A little later, however, Raúl addressed the Cuban Parliament. In Cuba, 
expectations were huge. It was a very disappointing speech, even for the 
Castroites themselves, who expected bolder announcements.
 From what he said, the only really important statement was that he 
decreed the death of egalitarianism and finally admitted that, because 
all human beings are different and create wealth in accordance with 
their particular attitudes and aptitudes, they deserve rewards that 
match their labor.
In other words, after half a century, Raúl discovered the ethical basis 
for the market economy: a system based on the existence of legitimately 
obtained private property, even if that leads to the creation of social 
classes defined by different standards of living.

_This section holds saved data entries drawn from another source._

PR #664, opened 2022-08-10
Filling the gap between horizontal and vertical scrollbars

darrenburns:
Introduces new inline and CSS property `scrollbar-corner-color` which sets the color of the cells that fill the gap between the scrollbars. Default color is 1 level darker than the hovered state of the scrollbar background.

image


src/textual/scrollbar.py
```diff
@@ -287,6 +288,16 @@ async def on_mouse_move(self, event: events.MouseMove) -> None:
             await self.emit(ScrollTo(self, x=x, y=y))
 
 
+class ScrollBarCorner(Widget):
```
willmcgugan, line 291: Class docstring please

willmcgugan (approved):
LGTM just a request for a docstring

PR #665, opened 2022-08-11
CSS tie breaker

willmcgugan:
Fixes the Horizontal container returning a `<vertical>` layout.

The problem was that every time you add a widget it adds rules for the base classes. If widgets share the same base classes you get repeat rules, with the same specificity.

This made the rules order dependant. It was undefined which rules would win.

The solution was to add a tie breaker to the specificity that adds an integer for every base class that specifies its order in the inheritance chain. So that base class rules are in the right order.

- Adds a query_one() method to get a single object via a selector.


willmcgugan:
Taking the liberty of merging. @darrenburns feel free to do a retrospective review when you're back in the office.

PR #667, opened 2022-08-11
partial tree control fix

willmcgugan:
Partially fixes the tree control, which was broken in the new API.

This is mostly for demos at the moment. I think we should combine tree functionality in to the data table, for combined tree + tables. It will be more efficient that the old API which renders the entire tree each change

Why such timidity in launching reforms when the government itself keeps 
issuing data about the enormous material disaster afflicting the 
country? Eighty-five percent of the buildings are falling apart, and 
more than half of the fertile land is covered by a useless bush called 
marabú, suitable only for firewood. Cubans have to import almost all the 
food they eat -- and the United States is their leading food supplier.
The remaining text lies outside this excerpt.